Task goal. Write every record out again exactly as shown below.

Material for the task.
BEGIN

PR #2111, opened 2026-09-17
Fix both documented ways of running a command reporting an error

### LINKED ISSUE #2102: executing a specific command has no error free path
### Contour Terminal version

0.7.0-master-e4241cdc

### Installer source

GitHub: Source code

### Operating System

Arch Linux

### Architecture

x86-64 / amd64

### Shell

tcsh

### GPU & Renderer

_No response_

### Other Software

_No response_

### Steps to reproduce

Run contour as `contour terminal execute echo hello`
Note this works but you get an error:
```
[error] Deprecated option "execute" used. Only supported for compatibility with very old KDE desktops.
```
Also note that the resulting terminal gets the:
```
Shell terminated too quickly.
The window will not be closed automatically.
```
message twice.

Run contour as `contour terminal echo hello`
Note this works but you get an error:
```
[error] Do not know what to do with `echo` will use it as a program
```
and still the double message about terminating too quickly.

### Expected Behavior

There should be a way of telling contour which command you want to run in your new window without it reporting an error.

Or maybe the help should make how to do this more obvious in case its user error ;-)

### Actual Behavior

both documented paths produce an error message

### Configuration excerpt

```yaml

```

### Additional notes

not serious - it works so this is just cosmetic

Yaraslaut:
`contour terminal echo hello` — the documented way to run a command in a new window — answered with `[error] Do not know what to do with \`echo\` will use it as a program`, and then showed "Shell terminated too quickly." twice. Both are cosmetic, and both are the terminal telling the user something untrue.

## Changes

- The leading token of `contour [terminal] PROGRAM ARGS...` is now classified by asking the same question the spawn asks. It was probed on disk only (`fs::exists` + `is_regular_file`/`is_directory`), while the spawn resolves it through `execvp()`, which searches `$PATH` — so any program named the way programs are normally named fell into the else-branch that reports it. The PATH question goes through `platform::isReachableProgram()`, which the external launcher already asked for exactly this (and which carries the Windows `%PATHEXT%` nuance); it moves to `ExternalLauncher.hpp` beside `isOpenable()`, for the same reason that one is shared. Only a token that is nowhere is still reported.
- The decision itself is extracted as the pure, injectable `classifyVerbatimCommand()` rather than an `if`/`else` ladder inside `loadConfig()`, so it is unit-testable against a temporary directory and a stub PATH.
- `TerminalSession::onClosed()` is idempotent for an armed notice. One exit legitimately reaches it from two callers — the session's exit watcher, and `TerminalDisplay`'s check for a device already closed when the first frame was about to be drawn, which is the norm for a command that exits immediately — and the existing `_onClosedHandled` de-duplication sits *below* the notice branches' own `return`, so each caller wrote the notice. This also closes the same hole for a device that never started, whose notice `reportDeviceStartFailure()` has already written.

Fixes #2102


Yaraslaut:
Addressing the two review comments.

### `ContourGuiApp.cpp:137` — `owner_exec` is not "this user may execute it" — **accepted, fixed**

Correct, and it was worse than the comment says: on Windows `std::filesystem` reports *every* readable file as owner-executable, so `contour terminal notes.txt` was run as a program instead of opening a shell beside the file. That is what the Windows CI job was failing on.

The check now asks Qt instead, which tests the exec bit against the current user on POSIX and the suffix against `%PATHEXT%` on Windows — the same answer `platform::isReachableProgram()` already gives for a token naming a path.

The suggested *mechanism* — routing regular files through the injected reachability predicate — is not safe, and the new test pins why. `platform::isReachableProgram()` sends a token carrying no separator to `QStandardPaths::findExecutable()`, which searches `PATH` and **not** the current directory (measured: with an executable `probe.sh` in the cwd, `findExecutable("probe.sh")` returns `""` while `QFileInfo("probe.sh").isExecutable()` returns true). So `contour terminal run.sh`, run from the directory holding `run.sh`, would open a shell beside the script instead of running it. Patching the branch to the suggested form makes both the new test and the existing absolute-path one fail.

On the requested non-owner-executable test: it cannot be written portably. POSIX checks the owner class first, so for a file the test process owns, the group and other exec bits grant it nothing — a fixture would need a second uid. The new predicate handles that case correctly by construction, since it asks whether *this user* may execute the file rather than reading one bit.

### `ContourGuiApp.cpp:121` — sandbox PATH vs host PATH under Flatpak — **valid, filed as #2112**

The mechanism is right: with `escape_sandbox: true` the spawn prepends `flatpak-spawn --host` and the program resolves on the host, while the probe asks the sandbox.

The consequence is smaller than stated, though. `Unknown` does not refuse the command — it logs and runs the token as a program anyway, so a host-only program still starts correctly and the only damage is one untrue line in the error log. This PR narrows that message rather than introducing it.

Answering the right question means probing the host (`flatpak-spawn --host command -v …`) during CLI parsing and threading `escape_sandbox` into a predicate that has no notion of profiles today — a design decision needing a real Flatpak build to verify, so it is tracked separately as #2112 rather than widening this PR.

END

Response.
PR #2111, opened 2026-09-17
Fix both documented ways of running a command reporting an error

### LINKED ISSUE #2102: executing a specific command has no error free path
### Contour Terminal version

0.7.0-master-e4241cdc

### Installer source

GitHub: Source code

### Operating System

Arch Linux

### Architecture

x86-64 / amd64

### Shell

tcsh

### GPU & Renderer

_No response_

### Other Software

_No response_

### Steps to reproduce

Run contour as `contour terminal execute echo hello`
Note this works but you get an error:
```
[error] Deprecated option "execute" used. Only supported for compatibility with very old KDE desktops.
```
Also note that the resulting terminal gets the:
```
Shell terminated too quickly.
The window will not be closed automatically.
```
message twice.

Run contour as `contour terminal echo hello`
Note this works but you get an error:
```
[error] Do not know what to do with `echo` will use it as a program
```
and still the double message about terminating too quickly.

### Expected Behavior

There should be a way of telling contour which command you want to run in your new window without it reporting an error.

Or maybe the help should make how to do this more obvious in case its user error ;-)

### Actual Behavior

both documented paths produce an error message

### Configuration excerpt

```yaml

```

### Additional notes

not serious - it works so this is just cosmetic

Yaraslaut:
`contour terminal echo hello` — the documented way to run a command in a new window — answered with `[error] Do not know what to do with \`echo\` will use it as a program`, and then showed "Shell terminated too quickly." twice. Both are cosmetic, and both are the terminal telling the user something untrue.

## Changes

- The leading token of `contour [terminal] PROGRAM ARGS...` is now classified by asking the same question the spawn asks. It was probed on disk only (`fs::exists` + `is_regular_file`/`is_directory`), while the spawn resolves it through `execvp()`, which searches `$PATH` — so any program named the way programs are normally named fell into the else-branch that reports it. The PATH question goes through `platform::isReachableProgram()`, which the external launcher already asked for exactly this (and which carries the Windows `%PATHEXT%` nuance); it moves to `ExternalLauncher.hpp` beside `isOpenable()`, for the same reason that one is shared. Only a token that is nowhere is still reported.
- The decision itself is extracted as the pure, injectable `classifyVerbatimCommand()` rather than an `if`/`else` ladder inside `loadConfig()`, so it is unit-testable against a temporary directory and a stub PATH.
- `TerminalSession::onClosed()` is idempotent for an armed notice. One exit legitimately reaches it from two callers — the session's exit watcher, and `TerminalDisplay`'s check for a device already closed when the first frame was about to be drawn, which is the norm for a command that exits immediately — and the existing `_onClosedHandled` de-duplication sits *below* the notice branches' own `return`, so each caller wrote the notice. This also closes the same hole for a device that never started, whose notice `reportDeviceStartFailure()` has already written.

Fixes #2102


Yaraslaut:
Addressing the two review comments.

### `ContourGuiApp.cpp:137` — `owner_exec` is not "this user may execute it" — **accepted, fixed**

Correct, and it was worse than the comment says: on Windows `std::filesystem` reports *every* readable file as owner-executable, so `contour terminal notes.txt` was run as a program instead of opening a shell beside the file. That is what the Windows CI job was failing on.

The check now asks Qt instead, which tests the exec bit against the current user on POSIX and the suffix against `%PATHEXT%` on Windows — the same answer `platform::isReachableProgram()` already gives for a token naming a path.

The suggested *mechanism* — routing regular files through the injected reachability predicate — is not safe, and the new test pins why. `platform::isReachableProgram()` sends a token carrying no separator to `QStandardPaths::findExecutable()`, which searches `PATH` and **not** the current directory (measured: with an executable `probe.sh` in the cwd, `findExecutable("probe.sh")` returns `""` while `QFileInfo("probe.sh").isExecutable()` returns true). So `contour terminal run.sh`, run from the directory holding `run.sh`, would open a shell beside the script instead of running it. Patching the branch to the suggested form makes both the new test and the existing absolute-path one fail.

On the requested non-owner-executable test: it cannot be written portably. POSIX checks the owner class first, so for a file the test process owns, the group and other exec bits grant it nothing — a fixture would need a second uid. The new predicate handles that case correctly by construction, since it asks whether *this user* may execute the file rather than reading one bit.

### `ContourGuiApp.cpp:121` — sandbox PATH vs host PATH under Flatpak — **valid, filed as #2112**

The mechanism is right: with `escape_sandbox: true` the spawn prepends `flatpak-spawn --host` and the program resolves on the host, while the probe asks the sandbox.

The consequence is smaller than stated, though. `Unknown` does not refuse the command — it logs and runs the token as a program anyway, so a host-only program still starts correctly and the only damage is one untrue line in the error log. This PR narrows that message rather than introducing it.

Answering the right question means probing the host (`flatpak-spawn --host command -v …`) during CLI parsing and threading `escape_sandbox` into a predicate that has no notion of profiles today — a design decision needing a real Flatpak build to verify, so it is tracked separately as #2112 rather than widening this PR.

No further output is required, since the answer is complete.